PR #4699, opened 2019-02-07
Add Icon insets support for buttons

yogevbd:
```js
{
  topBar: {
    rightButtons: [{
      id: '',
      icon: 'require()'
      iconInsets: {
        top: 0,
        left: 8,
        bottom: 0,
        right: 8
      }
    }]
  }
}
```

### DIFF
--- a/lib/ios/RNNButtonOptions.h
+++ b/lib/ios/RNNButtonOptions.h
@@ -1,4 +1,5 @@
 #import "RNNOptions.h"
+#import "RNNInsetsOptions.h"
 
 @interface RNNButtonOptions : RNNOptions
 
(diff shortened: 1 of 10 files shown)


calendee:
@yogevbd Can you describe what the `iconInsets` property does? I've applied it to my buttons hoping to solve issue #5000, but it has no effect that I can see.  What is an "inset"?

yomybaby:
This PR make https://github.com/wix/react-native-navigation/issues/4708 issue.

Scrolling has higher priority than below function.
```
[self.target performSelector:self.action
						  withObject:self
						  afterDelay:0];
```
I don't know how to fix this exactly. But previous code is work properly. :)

-------

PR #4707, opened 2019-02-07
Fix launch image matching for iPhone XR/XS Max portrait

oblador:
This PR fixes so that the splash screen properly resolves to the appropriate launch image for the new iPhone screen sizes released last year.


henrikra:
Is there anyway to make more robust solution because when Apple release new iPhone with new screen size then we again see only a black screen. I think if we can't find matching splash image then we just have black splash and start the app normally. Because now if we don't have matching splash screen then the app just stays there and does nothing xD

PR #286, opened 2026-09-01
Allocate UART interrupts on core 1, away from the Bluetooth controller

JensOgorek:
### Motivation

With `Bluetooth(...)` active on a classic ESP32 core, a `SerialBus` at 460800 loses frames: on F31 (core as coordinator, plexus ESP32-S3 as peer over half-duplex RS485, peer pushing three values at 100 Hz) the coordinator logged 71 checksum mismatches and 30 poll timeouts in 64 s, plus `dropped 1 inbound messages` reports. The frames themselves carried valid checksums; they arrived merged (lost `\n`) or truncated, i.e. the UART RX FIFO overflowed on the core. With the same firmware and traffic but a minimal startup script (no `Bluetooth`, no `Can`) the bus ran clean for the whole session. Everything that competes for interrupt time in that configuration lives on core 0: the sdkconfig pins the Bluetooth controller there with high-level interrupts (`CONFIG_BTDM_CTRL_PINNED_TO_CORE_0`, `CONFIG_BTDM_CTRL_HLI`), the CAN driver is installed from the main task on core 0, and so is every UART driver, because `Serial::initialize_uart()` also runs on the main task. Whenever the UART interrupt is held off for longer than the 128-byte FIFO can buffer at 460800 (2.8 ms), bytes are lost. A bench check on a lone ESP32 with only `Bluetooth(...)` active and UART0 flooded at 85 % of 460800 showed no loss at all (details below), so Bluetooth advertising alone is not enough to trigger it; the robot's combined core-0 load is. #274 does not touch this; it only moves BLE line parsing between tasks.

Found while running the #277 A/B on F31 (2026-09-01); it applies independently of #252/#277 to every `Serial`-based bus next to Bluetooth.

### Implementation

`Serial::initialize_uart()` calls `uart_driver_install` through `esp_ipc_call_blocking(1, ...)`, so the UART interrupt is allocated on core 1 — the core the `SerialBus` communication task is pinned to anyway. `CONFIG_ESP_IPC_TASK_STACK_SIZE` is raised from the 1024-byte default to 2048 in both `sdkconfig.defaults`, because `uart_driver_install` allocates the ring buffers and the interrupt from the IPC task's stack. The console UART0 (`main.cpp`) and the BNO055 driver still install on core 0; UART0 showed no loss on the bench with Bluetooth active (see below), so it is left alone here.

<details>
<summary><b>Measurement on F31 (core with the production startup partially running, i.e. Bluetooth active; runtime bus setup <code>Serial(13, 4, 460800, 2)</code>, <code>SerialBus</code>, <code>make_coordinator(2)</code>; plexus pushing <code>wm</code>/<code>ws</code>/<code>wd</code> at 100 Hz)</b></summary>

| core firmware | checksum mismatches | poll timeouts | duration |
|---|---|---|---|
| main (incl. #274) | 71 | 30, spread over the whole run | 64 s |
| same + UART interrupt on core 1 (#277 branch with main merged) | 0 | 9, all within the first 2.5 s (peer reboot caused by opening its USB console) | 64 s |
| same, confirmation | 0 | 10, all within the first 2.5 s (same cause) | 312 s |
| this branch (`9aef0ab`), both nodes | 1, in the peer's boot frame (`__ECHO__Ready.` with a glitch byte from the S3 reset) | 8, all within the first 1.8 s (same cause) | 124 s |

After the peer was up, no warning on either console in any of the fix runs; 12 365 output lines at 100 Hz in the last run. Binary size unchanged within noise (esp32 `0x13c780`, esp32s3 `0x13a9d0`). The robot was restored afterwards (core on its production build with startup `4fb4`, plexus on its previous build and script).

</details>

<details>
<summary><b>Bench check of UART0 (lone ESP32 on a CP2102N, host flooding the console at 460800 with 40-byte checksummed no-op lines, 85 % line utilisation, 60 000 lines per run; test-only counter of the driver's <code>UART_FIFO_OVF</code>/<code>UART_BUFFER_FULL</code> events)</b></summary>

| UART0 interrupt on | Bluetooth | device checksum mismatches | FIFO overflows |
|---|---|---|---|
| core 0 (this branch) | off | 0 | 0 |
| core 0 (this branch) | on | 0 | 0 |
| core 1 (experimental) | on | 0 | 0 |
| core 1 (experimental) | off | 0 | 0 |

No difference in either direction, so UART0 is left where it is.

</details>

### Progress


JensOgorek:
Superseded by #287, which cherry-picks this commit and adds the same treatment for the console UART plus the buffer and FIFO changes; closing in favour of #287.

-------

§ **Work to complete**: Your answer is only the number of lines in the listing above that include the string "running".

§ **Written response**: 2